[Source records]
⟨

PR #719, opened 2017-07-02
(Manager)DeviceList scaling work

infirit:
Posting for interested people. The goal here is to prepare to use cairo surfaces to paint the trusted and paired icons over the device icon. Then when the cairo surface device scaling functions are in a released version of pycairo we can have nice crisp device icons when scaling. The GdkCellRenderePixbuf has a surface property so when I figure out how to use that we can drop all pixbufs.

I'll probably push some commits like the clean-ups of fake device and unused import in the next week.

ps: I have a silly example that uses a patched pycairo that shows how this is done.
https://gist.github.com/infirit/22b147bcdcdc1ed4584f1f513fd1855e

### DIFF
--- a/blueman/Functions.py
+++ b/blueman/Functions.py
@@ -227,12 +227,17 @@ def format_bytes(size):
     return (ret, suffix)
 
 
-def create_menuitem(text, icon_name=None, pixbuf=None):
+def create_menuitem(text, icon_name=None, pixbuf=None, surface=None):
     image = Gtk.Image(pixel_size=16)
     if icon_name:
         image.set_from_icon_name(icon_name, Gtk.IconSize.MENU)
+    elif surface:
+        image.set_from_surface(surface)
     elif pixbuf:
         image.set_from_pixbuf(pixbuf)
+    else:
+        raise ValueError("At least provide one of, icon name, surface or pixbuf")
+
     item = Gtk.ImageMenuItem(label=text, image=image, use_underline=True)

⟩

— ABOUT THIS TASK —
Count each line of the entries that holds the word "text", then state the total and nothing more.

— RESPONSE BELOW —
3